- **Problem statement**
Once the line with "Add RemoteTech Warning" is found in the entries below, repeat it and each following line exactly, up to and including the line with "I confirmed that". Add no other lines.

[Dataset entries]
-------------------------
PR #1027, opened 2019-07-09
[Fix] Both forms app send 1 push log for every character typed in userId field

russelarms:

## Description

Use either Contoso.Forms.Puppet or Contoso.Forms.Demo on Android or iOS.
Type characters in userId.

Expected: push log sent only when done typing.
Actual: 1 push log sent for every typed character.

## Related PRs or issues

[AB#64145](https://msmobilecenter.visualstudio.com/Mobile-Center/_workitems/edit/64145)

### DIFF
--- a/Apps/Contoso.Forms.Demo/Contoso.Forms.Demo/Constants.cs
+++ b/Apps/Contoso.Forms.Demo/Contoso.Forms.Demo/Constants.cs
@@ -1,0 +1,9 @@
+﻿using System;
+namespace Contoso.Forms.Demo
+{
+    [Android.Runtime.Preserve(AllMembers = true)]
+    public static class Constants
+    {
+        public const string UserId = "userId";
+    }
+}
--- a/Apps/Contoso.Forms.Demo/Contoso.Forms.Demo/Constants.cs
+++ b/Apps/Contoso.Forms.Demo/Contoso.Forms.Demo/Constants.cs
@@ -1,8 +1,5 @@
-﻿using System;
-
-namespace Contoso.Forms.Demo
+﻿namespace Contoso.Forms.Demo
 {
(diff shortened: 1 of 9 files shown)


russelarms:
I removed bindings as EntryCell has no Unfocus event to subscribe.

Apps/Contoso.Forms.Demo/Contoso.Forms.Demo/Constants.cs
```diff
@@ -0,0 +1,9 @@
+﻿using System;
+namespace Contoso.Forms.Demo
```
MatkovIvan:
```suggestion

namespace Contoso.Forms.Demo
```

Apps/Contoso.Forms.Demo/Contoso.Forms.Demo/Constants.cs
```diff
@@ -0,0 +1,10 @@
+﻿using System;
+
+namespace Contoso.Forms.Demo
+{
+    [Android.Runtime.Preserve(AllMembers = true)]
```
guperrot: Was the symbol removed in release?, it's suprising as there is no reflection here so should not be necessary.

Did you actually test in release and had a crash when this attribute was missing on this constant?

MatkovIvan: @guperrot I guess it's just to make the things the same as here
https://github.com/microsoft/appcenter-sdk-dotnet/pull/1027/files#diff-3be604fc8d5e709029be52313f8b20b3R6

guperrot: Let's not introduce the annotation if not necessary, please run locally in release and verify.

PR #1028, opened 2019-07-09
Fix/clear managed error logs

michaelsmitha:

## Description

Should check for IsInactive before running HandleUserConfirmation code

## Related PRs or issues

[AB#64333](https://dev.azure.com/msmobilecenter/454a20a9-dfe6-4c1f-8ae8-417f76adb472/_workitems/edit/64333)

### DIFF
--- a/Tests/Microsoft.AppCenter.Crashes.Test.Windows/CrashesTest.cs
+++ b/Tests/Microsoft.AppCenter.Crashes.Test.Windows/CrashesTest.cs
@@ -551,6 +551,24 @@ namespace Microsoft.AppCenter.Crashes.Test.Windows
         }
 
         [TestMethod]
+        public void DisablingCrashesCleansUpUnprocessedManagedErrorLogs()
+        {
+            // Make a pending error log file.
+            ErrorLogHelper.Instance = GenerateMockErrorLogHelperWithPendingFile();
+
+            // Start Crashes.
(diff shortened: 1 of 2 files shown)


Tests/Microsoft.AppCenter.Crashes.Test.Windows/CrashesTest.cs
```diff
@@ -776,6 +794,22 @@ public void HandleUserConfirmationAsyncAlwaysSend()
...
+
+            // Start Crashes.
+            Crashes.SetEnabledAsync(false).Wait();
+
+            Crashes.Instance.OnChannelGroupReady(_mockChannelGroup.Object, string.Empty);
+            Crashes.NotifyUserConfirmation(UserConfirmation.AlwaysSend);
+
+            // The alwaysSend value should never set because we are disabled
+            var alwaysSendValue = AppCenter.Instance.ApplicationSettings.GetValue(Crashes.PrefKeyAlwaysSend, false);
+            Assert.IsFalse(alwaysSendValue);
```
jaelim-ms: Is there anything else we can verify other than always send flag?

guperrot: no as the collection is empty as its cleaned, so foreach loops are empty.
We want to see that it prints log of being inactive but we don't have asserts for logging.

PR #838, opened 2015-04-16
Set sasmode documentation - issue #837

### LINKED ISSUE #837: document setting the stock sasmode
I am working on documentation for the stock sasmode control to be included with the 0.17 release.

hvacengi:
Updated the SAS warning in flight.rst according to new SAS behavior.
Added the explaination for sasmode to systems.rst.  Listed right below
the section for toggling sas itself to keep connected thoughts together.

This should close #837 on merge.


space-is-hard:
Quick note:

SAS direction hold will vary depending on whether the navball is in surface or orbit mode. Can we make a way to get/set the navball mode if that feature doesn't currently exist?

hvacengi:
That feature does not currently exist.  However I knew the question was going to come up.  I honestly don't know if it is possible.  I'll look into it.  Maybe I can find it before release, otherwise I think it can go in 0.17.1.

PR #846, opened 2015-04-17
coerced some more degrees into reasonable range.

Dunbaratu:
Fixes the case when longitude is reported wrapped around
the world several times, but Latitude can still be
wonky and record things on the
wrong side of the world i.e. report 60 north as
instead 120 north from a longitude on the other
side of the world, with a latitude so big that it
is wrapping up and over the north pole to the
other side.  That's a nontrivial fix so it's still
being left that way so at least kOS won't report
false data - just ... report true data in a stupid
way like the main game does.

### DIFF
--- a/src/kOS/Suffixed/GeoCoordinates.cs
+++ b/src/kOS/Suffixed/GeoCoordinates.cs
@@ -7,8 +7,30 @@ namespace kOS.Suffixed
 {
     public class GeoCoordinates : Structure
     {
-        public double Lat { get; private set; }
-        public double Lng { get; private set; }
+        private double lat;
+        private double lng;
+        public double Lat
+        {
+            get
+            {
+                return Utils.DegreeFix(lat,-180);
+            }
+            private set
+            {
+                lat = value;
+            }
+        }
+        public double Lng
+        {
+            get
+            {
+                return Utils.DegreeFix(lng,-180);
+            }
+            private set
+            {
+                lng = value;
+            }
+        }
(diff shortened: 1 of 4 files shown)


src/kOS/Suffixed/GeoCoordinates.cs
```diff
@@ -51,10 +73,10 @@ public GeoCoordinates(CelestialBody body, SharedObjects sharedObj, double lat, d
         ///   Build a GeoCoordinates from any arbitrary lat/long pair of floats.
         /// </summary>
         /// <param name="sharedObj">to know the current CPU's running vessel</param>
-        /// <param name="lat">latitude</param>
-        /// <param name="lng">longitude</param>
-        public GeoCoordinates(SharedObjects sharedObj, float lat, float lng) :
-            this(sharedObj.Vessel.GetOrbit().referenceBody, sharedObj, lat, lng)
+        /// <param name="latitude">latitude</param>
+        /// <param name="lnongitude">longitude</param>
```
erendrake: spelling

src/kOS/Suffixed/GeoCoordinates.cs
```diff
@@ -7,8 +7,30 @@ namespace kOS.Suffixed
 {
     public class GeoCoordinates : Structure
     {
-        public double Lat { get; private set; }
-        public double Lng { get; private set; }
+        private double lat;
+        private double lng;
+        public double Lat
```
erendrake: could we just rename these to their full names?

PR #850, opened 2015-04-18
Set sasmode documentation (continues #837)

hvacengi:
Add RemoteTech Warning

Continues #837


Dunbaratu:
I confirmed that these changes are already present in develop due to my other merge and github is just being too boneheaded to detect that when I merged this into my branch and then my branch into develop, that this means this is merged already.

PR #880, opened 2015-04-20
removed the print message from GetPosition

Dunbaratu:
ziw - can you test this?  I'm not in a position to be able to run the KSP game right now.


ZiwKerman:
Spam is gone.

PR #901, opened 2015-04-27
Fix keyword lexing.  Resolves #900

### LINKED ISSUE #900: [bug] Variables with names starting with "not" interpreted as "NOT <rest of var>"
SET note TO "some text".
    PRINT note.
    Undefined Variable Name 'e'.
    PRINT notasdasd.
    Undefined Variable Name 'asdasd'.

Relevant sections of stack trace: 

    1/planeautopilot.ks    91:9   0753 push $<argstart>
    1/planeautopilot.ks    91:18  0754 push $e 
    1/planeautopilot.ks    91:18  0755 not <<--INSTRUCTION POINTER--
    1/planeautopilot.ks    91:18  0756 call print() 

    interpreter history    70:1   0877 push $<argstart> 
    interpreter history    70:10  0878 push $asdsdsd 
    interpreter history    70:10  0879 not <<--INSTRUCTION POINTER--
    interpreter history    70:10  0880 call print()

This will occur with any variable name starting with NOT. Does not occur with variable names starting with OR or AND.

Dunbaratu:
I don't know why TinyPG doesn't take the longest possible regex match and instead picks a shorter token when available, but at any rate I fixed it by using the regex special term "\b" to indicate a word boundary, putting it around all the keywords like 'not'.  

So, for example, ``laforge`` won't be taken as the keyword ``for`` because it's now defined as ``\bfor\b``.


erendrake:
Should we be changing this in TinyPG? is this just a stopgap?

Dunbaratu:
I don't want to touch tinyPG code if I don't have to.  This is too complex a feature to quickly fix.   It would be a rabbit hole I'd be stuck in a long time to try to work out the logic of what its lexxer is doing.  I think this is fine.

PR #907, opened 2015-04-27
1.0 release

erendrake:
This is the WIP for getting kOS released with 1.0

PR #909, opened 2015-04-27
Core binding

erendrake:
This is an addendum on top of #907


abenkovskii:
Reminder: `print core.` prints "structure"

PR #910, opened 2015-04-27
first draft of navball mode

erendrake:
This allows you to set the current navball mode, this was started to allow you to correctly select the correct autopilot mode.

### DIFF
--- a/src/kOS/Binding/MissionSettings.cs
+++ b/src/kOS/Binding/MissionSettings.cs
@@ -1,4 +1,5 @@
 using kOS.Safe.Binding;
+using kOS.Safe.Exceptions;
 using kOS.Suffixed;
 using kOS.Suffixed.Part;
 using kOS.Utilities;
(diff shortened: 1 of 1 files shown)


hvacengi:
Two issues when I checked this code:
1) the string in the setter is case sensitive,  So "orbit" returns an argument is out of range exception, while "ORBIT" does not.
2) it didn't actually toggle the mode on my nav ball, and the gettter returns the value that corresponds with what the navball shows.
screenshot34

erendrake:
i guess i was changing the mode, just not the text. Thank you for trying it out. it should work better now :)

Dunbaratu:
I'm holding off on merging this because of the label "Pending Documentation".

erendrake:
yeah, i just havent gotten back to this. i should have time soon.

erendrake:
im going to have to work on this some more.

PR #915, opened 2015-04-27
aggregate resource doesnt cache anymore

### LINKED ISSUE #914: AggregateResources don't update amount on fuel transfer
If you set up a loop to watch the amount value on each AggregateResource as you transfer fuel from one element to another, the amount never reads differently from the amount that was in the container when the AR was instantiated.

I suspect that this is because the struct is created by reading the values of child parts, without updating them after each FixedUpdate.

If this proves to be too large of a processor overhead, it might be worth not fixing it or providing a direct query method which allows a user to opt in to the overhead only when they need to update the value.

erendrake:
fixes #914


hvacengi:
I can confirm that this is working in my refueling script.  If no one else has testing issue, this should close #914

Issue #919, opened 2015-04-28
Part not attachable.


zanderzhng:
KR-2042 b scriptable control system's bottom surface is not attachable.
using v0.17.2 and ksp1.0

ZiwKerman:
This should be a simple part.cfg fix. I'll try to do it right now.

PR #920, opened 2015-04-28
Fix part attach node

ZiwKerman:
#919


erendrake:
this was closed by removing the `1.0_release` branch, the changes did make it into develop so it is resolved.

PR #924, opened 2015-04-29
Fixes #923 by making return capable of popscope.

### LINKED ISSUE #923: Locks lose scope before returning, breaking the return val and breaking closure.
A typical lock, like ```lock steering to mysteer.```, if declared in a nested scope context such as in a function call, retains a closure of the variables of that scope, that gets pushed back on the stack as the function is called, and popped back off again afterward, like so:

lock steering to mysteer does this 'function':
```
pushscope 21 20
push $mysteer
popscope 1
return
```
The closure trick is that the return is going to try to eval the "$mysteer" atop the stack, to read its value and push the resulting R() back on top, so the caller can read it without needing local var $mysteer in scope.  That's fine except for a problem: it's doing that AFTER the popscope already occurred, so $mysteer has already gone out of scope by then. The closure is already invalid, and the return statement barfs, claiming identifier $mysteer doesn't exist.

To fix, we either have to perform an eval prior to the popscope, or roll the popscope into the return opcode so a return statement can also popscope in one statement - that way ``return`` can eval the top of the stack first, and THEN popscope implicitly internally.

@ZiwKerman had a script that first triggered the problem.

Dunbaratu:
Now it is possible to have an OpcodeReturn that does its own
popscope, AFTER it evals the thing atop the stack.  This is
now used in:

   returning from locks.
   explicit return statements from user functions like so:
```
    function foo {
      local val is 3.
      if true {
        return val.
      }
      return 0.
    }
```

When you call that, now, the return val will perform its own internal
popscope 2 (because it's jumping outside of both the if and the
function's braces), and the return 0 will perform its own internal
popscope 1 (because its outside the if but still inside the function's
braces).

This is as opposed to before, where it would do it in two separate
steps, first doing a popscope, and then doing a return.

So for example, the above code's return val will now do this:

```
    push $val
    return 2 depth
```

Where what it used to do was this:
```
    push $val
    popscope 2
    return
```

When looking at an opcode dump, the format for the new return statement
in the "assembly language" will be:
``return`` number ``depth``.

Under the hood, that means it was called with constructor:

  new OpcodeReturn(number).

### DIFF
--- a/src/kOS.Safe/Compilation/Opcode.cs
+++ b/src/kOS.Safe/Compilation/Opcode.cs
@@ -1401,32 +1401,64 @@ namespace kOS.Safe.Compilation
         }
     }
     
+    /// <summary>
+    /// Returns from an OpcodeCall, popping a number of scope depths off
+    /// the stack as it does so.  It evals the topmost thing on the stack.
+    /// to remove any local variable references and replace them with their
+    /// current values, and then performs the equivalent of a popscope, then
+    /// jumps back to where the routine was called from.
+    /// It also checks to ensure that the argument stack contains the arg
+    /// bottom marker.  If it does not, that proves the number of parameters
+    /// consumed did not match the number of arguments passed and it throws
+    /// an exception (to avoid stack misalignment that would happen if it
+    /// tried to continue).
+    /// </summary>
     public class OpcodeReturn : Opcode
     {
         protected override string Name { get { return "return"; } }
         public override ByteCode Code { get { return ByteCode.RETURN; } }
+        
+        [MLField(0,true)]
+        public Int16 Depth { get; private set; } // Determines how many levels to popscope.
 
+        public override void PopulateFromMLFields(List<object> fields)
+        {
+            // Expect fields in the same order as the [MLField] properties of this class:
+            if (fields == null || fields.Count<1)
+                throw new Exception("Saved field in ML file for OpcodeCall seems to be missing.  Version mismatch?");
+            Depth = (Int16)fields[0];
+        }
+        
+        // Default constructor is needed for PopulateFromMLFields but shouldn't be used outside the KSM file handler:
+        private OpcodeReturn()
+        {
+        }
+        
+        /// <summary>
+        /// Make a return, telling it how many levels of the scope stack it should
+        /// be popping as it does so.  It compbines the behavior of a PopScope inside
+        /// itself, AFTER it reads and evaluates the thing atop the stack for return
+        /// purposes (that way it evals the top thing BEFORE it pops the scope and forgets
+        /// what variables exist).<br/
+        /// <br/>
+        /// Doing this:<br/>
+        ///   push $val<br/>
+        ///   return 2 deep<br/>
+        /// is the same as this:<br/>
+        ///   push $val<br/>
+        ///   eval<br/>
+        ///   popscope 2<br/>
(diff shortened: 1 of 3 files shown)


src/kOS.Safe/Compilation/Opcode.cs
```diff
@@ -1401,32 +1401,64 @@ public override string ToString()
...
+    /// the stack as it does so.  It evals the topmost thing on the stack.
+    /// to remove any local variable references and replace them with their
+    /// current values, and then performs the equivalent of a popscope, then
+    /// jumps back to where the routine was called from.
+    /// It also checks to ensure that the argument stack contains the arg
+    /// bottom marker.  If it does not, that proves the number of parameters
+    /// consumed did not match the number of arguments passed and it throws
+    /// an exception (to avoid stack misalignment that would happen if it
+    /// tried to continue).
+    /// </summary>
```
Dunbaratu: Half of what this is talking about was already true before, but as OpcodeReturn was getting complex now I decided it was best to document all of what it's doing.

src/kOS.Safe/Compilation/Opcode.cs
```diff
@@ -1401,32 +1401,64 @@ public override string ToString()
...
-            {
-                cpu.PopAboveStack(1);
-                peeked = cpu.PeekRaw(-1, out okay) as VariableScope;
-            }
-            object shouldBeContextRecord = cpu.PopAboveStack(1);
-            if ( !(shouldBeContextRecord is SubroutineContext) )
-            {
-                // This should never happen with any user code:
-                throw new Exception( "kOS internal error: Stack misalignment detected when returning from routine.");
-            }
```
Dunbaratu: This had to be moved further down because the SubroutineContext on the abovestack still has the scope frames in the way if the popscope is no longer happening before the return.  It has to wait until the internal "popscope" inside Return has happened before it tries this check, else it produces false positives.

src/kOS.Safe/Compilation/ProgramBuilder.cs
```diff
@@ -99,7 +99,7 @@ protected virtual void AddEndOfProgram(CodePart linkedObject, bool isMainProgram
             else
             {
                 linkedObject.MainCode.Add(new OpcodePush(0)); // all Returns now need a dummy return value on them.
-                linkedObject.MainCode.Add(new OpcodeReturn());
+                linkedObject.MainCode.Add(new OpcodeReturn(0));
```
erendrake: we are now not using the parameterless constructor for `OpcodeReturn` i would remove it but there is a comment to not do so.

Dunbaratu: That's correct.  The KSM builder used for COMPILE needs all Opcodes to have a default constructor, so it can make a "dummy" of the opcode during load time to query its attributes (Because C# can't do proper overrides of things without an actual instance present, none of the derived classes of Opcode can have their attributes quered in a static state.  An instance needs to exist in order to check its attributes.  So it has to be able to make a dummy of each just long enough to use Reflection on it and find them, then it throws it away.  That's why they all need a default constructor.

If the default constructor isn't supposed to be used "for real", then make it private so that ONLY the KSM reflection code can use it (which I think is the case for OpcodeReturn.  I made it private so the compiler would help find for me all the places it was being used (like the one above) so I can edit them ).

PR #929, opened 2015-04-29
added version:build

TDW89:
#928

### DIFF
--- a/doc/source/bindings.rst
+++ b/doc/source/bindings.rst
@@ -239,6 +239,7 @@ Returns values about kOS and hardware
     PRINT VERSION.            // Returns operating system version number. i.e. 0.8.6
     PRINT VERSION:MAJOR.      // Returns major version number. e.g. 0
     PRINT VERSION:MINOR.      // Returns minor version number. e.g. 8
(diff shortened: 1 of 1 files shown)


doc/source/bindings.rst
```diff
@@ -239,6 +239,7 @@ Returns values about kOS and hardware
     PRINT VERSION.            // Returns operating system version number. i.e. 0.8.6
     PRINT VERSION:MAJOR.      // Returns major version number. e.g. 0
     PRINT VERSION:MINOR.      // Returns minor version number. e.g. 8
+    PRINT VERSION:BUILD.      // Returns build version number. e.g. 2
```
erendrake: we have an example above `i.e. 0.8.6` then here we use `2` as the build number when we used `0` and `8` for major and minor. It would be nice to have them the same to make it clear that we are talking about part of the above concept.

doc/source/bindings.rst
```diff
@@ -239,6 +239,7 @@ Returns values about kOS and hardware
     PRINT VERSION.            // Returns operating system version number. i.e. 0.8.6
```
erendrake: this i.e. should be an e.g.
-------------------------
- **Exercise solution**
Add RemoteTech Warning

Continues #837


Dunbaratu:
I confirmed that these changes are already present in develop due to my other merge and github is just being too boneheaded to detect that when I merged this into my branch and then my branch into develop, that this means this is merged already.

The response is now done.